For privacy reasons, we restrict which SQL functions you can use in ADH.
Scalar functions
All scalar functions are allowed.
Analysis queries
For aggregated analysis queries, we restrict functions that combine data from multiple users. All aggregate and analytic functions are allowed when processing a single users data.
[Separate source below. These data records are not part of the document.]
PR #5918, opened 2026-07-28
fix(cmake): verify paddle inference download integrity

njzjz:
## Summary

The `paddle_inference.tgz` download in `source/CMakeLists.txt` used `file(DOWNLOAD)` without any integrity check. A truncated or corrupted archive (common with the ~200 MB – 1.6 GB files served from `paddle-qa.bj.bcebos.com`) would silently proceed to extraction, which itself ignored its exit code, leaving an empty/partial `paddle_inference_install_dir`. This produced confusing downstream "missing header/library" errors unrelated to the real cause, and `file(REMOVE ${TGZ_FILE})` even deleted the evidence.

## Changes

Add `EXPECTED_HASH SHA256=...` to the `file(DOWNLOAD)` call for all three variants so CMake fails fast with a clear message on checksum mismatch:

| Variant   | SHA256 |
|-----------|--------|
| CUDA 11.8 | `89963f601a3469270080cca076327da1e6c5e8f0c0ee3aa5e0e0371b2b8c2cb7` |
| CUDA 12.6 | `5318eb879f4930d4b08e52c5e040c0b4b96d4afae62bf57bcae031fff0396551` |
| CPU       | `6adeccb3920e92ddea3e7f36eee770bc10f7b51bab63ed96b9bbade47951de30` |

This is a minimal change; retry logic and timeout handling are intentionally left for a follow-up.

---

Coding agent: opencode
opencode version: 1.18.8
Model: ustc/glm-5.2
Reasoning effort: max

## Summary by CodeRabbit

* **Bug Fixes**
  * Added stronger integrity checks for Paddle inference library downloads using SHA-256 verification.
  * Improved handling of download and extraction failures by surfacing detailed status and failing configuration when they don’t succeed.


source/CMakeLists.txt
```diff
@@ -53,6 +53,8 @@ if(ENABLE_PADDLE)
         set(DOWNLOAD_URL
             "https://paddle-qa.bj.bcebos.com/paddle-pipeline/GITHUB_Docker_Compile_Test_Cuda118_cudnn897_Trt8616_D1/6ed5dd3833c32c3b21e14b1fb1a71f5a535a0fcc/paddle_inference.tgz"
         )
+        set(DOWNLOAD_SHA256
+            "89963f601a3469270080cca076327da1e6c5e8f0c0ee3aa5e0e0371b2b8c2cb7")
```
wanghan-iapcm, line 57: How were these two CUDA hashes obtained?

The CPU hash is already proven correct by this PR's own CI, and I checked that this is genuine coverage rather than a formality: `.github/workflows/test_cc.yml` runs two matrix entries with `enable_paddle: true`, and `source/install/test_cc_local.sh` sets `PADDLE_INFERENCE_DIR` only as a shell variable -- it never passes `-DPADDLE_INFERENCE_DIR` to `cmake`. So `if(NOT DEFINED PADDLE_INFERENCE_DIR)` is true on the runner, the download and the new `EXPECTED_HASH` really execute, and a later step copies `.so` files out of `paddle_inference_install_dir`, which would fail outright on an empty extraction. Both jobs are green here, so `6adeccb3...` is confirmed.

Neither CUDA hash has that backing. `test_cuda.yml` is gated on the `Test CUDA` label / workflow_dispatch / merge_group and was skipped for this PR, so `5318eb87...` (CUDA 12.6) is unverified on this run. And nothing in CI ever configures a CUDA 11 toolkit -- `build_cc.yml` only has a cuda120 entry and does not enable Paddle at all -- so `89963f60...` is exercised by no job, on this PR or any future one.

That asymmetry is what concerns me. A wrong constant here is not a subtle bug; it is a hard configure failure for every affected source build, and for CUDA 11.8 there is no point at which we would find out before a user does. I tried to recompute all three locally, but the bucket throttles to a few tens of kB/s from here and 1.0 GB / 1.6 GB were not retrievable in reasonable time.

Applying the `Test CUDA` label would cover 12.6. For 11.8, could you say how the value was derived -- computed from an actual download, or produced some other way? If it came out of the model rather than off the wire, it would be worth someone recomputing it out of band before this merges.

source/CMakeLists.txt
```diff
@@ -75,10 +79,13 @@ if(ENABLE_PADDLE)
...
           "https://paddle-qa.bj.bcebos.com/paddle-pipeline/GITHUB_Docker_Compile_Test_Cpu_Mkl_Avx_D1/6ed5dd3833c32c3b21e14b1fb1a71f5a535a0fcc/paddle_inference.tgz"
       )
+      set(DOWNLOAD_SHA256
+          "6adeccb3920e92ddea3e7f36eee770bc10f7b51bab63ed96b9bbade47951de30")
     endif()
     set(TGZ_FILE "${CMAKE_BINARY_DIR}/paddle_inference.tgz")
     set(EXTRACTED_DIR "${CMAKE_BINARY_DIR}/paddle_inference_install_dir")
-    file(DOWNLOAD ${DOWNLOAD_URL} ${TGZ_FILE})
+    file(DOWNLOAD ${DOWNLOAD_URL} ${TGZ_FILE}
+         EXPECTED_HASH SHA256=${DOWNLOAD_SHA256})
```
wanghan-iapcm: A hash mismatch does not stop the configure where it happens, which undercuts the "fails fast" goal.

`file(DOWNLOAD ... EXPECTED_HASH ...)` reports a mismatch at `SEND_ERROR` severity, not `FATAL_ERROR`. CMake prints `file DOWNLOAD HASH mismatch` and then keeps executing this file, failing only at the very end with `Configuring incomplete, errors occurred!`. In this block that means everything after the download still runs: the `execute_process(... tar -xzvf ...)` on the corrupt tarball (exit code unchecked), the `file(REMOVE ${TGZ_FILE})` that destroys the evidence, and the `set(PADDLE_INFERENCE_DIR ${EXTRACTED_DIR} CACHE PATH ...)`.

The cache write is the part that bites. The natural reaction to a checksum error is to re-run `cmake` in the same build directory -- and on that second run `if(NOT DEFINED PADDLE_INFERENCE_DIR)` is now false, so the entire download block is skipped, configure reports success, and the build proceeds against a directory that does not exist. I reproduced this in a minimal project mirroring the same statement ordering: run 1 exits 1 with the mismatch but still runs the extraction and writes the cache entry; run 2 prints `Configuring done` / `Generating done` and exits 0 with the target directory absent.

This is pre-existing structure, but before this PR the failure was essentially unreachable by hash, and adding the check is exactly what makes it fire. Capturing `STATUS` and raising `message(FATAL_ERROR ...)` before the extraction, remove and cache-set would close it, and would also cover the plain network-failure case that currently produces a 0-byte file in complete silence. That subsumes the extraction exit-code point Copilot already raised, so it may be simplest to handle both together.

Worth noting for whoever picks this up: the PR body scopes retry and timeout handling to a follow-up, and I have no objection to that -- but the abort-in-place behaviour is arguably part of this change rather than the follow-up, since without it the checksum still does not reliably stop a bad build.

wanghan-iapcm (commented):
The premise checks out. I confirmed with cmake 3.31.6 that `file(DOWNLOAD)` without `STATUS` or `EXPECTED_HASH` does not fail on a bad URL -- it writes a 0-byte file, exits 0, and configure continues -- so the pre-existing behaviour really was a silent failure that surfaced later as unrelated missing-header errors, with `file(REMOVE)` having already deleted the evidence. `DOWNLOAD_SHA256` is set on every branch that can reach the download; the remaining `else()` is a `FATAL_ERROR`, so there is no path that reaches `file(DOWNLOAD)` with the variable unset. The direction is right and the change is minimal.

Two things below. Neither is a blocker on its own, but the first is the one I would want settled before merge.

On testing: there is no harness in this repo for asserting cmake configure behaviour, so the only coverage this code has ever had is the happy path -- CPU variant, network fine, bytes intact -- where a missing integrity check is invisible by construction. That is why the gap survived since the block was introduced. It is also why the incomplete abort in the second comment went unnoticed here: green CI shows the good path still works, not that a corrupt download now stops the build.

One piece of context that argues in favour of this change, from checking the objects directly: the CUDA 12.6 tarball has `Last-Modified: 2025-09-13`, roughly five months after the URL was pinned to that Paddle commit id, with no repo commit touching the URL in between. The path component is a Paddle source commit, not a digest of the artifact, and `paddle-qa.bj.bcebos.com/paddle-pipeline/` is a QA bucket with no immutability guarantee -- so the same key demonstrably gets overwritten in place. Detecting that silently-swapped content is precisely what a pinned hash buys. The flip side is that a future re-upload becomes a hard configure failure with no way to override the expected hash short of `-DPADDLE_INFERENCE_DIR`; exposing the hash as a cache variable would give an escape hatch. Fine either way, but worth being a deliberate choice.

source/CMakeLists.txt
njzjz: Addressed in 5d89c0415. The download now captures `STATUS` and raises `FATAL_ERROR` before extraction, removal, or cache mutation. Extraction likewise checks `RESULT_VARIABLE`, reports stderr, and fails before cleanup/cache mutation. I also set its working directory explicitly to `${CMAKE_BINARY_DIR}`, matching the cached extraction path.

Validation covered the failure and retry behavior directly:

- a wrong hash made two consecutive configures in the same build directory fail;
- neither attempt cached `PADDLE_INFERENCE_DIR`, and the failed artifact remained available;
- a correctly hashed non-archive failed immediately during extraction and preserved the artifact;
- the real CPU artifact completed a fresh configure successfully and extracted into the build directory.

This also addresses the extraction-status concern from the Copilot review.

Coding agent: Codex
Model: gpt-5.6-sol
Reasoning effort: xhigh

source/CMakeLists.txt
njzjz: Verified from full downloads of the published artifacts on 2026-07-30; these values were not model-derived. I streamed each URL directly through `sha256sum`:

- CUDA 11.8: 1,076,737,733 bytes, `89963f601a3469270080cca076327da1e6c5e8f0c0ee3aa5e0e0371b2b8c2cb7`
- CUDA 12.6: 1,621,970,010 bytes, `5318eb879f4930d4b08e52c5e040c0b4b96d4afae62bf57bcae031fff0396551`

Both recomputed hashes match the constants in this PR. The CPU artifact also completed a fresh local Paddle CMake configure after the follow-up fix.

Coding agent: Codex
Model: gpt-5.6-sol
Reasoning effort: xhigh

source/CMakeLists.txt
```diff
@@ -75,13 +79,38 @@ if(ENABLE_PADDLE)
...
+      EXPECTED_HASH SHA256=${DOWNLOAD_SHA256}
+      STATUS PADDLE_DOWNLOAD_STATUS)
+    list(GET PADDLE_DOWNLOAD_STATUS 0 PADDLE_DOWNLOAD_STATUS_CODE)
+    list(GET PADDLE_DOWNLOAD_STATUS 1 PADDLE_DOWNLOAD_STATUS_MESSAGE)
+    if(NOT PADDLE_DOWNLOAD_STATUS_CODE EQUAL 0)
+      message(
+        FATAL_ERROR
+          "Failed to download Paddle inference library from ${DOWNLOAD_URL} (status ${PADDLE_DOWNLOAD_STATUS_CODE}): ${PADDLE_DOWNLOAD_STATUS_MESSAGE}"
+      )
+    endif()
```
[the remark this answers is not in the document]
njzjz: Good catch on the cross-version behavior. Addressed in 6eabd5466 by recomputing the archive with `file(SHA256 ...)` and comparing it with `DOWNLOAD_SHA256` before extraction, cleanup, or cache mutation.

I validated the specific missed-status scenario by making `file(DOWNLOAD)` pass its transport and `EXPECTED_HASH` checks while deliberately setting `DOWNLOAD_SHA256` to a different value. Two consecutive configures in the same build directory both stopped at the new explicit comparison, preserved the downloaded artifact, and left `PADDLE_INFERENCE_DIR` uncached. A fresh configure using the real CPU artifact also completed successfully.

Coding agent: Codex
Model: gpt-5.6-sol
Reasoning effort: xhigh

wanghan-iapcm (approved):
Both points are resolved.

The download hardening does the thing that was easy to miss. Capturing `STATUS` alone would not have caught a checksum failure, because `STATUS` reflects the transfer rather than the `EXPECTED_HASH` comparison -- so adding the explicit [`file(SHA256)` check](https://github.com/deepmodeling/deepmd-kit/blob/6eabd546657b5e5fbe2b390aa23be599f53c5826/source/CMakeLists.txt#L99-L107) is what actually closes it, and the comment records why both are there. The ordering is right too: download, status check, hash check, extraction with `RESULT_VARIABLE`, and only then `file(REMOVE)` and the cache write. That breaks every link in the chain I described, including the one that mattered most, where a poisoned `PADDLE_INFERENCE_DIR` in the cache made the second `cmake` run skip the block entirely and configure against a corrupt tree.

The `STATUS` check also covers the separate case where a failed download leaves a zero-byte file and exits successfully.

I also liked that the validation exercised the failure modes rather than the happy path -- two consecutive failing configures in the same build directory with no cache write and the artifact preserved, plus a correctly-hashed non-archive failing at extraction.

On the hashes: thanks for the provenance. Streaming both URLs through `sha256sum` with the byte counts is exactly what I was asking for. For the record, I have not re-derived those two digests independently -- I tried fetching those artifacts earlier and the transfer throttled badly -- so the CUDA constants rest on your reported downloads, while the CPU one is the one with CI behind it. That seems a reasonable place to land given the alternative is gating this on a `Test CUDA` run that would not exercise the download anyway.

Unrelated to this change: the failing `docs/readthedocs.org` check is infrastructure, since this PR touches only `source/CMakeLists.txt`.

See User-level aggregations below for details.
Aggregate functions
Function | Allowed? |
---|---|
ANY_VALUE |
Yes |
APPROX_QUANTILES |
No |
APPROX_TOP_COUNT |
No |
APPROX_TOP_SUM |
No |
ARRAY_AGG |
No |
ARRAY_CONCAT_AGG |
No |
AVG |
Yes |
BIT_AND |
No |
BIT_OR |
No |
BIT_XOR |
No |
COUNT |
Yes |
COUNTIF |
Yes |
LOGICAL_AND |
Yes |
LOGICAL_OR |
Yes |
MAX |
Yes |
MIN |
Yes |
SUM |
Yes |
CORR |
Yes |
COVAR_POP |
Yes |
COVAR_SAMP |
Yes |
STDDEV_POP |
Yes |
STDDEV_SAMP |
Yes |
STDDEV |
Yes |
STRING_AGG |
No |
VAR_POP |
Yes |
VAR_SAMP |
Yes |
VARIANCE |
Yes |
APPROX_COUNT_DISTINCT |
Yes |
Analytic functions
All analytic functions are restricted.
User-level aggregations
We allow all aggregate and analytic functions in SELECT
statements that group or partition by user_id
. For this to work, any preceding joins must make it clear that the data is kept at the user level by joining on user_id
, like in this example:
SELECT ARRAY_AGG(campaign_id ORDER BY query_id.time_usec) AS path
FROM
adh.google_ads_impressions
LEFT JOIN adh.google_ads_clicks USING(query_id, user_id)
GROUP BY user_id
If this isn't possible because the IDs are separate and don't join, then the query should group or partition by all independent IDs, like in this example:
SELECT
a.user_id AS user_a,
b.user_id AS user_b,
ARRAY_AGG(DISTINCT campaign_id) campaigns
FROM
adh.google_ads_impressions a
JOIN adh.google_ads_impressions b USING (campaign_id)
GROUP BY 1, 2
User list queries
In user list queries, aggregate functions are allowed, and analytic functions aren't supported.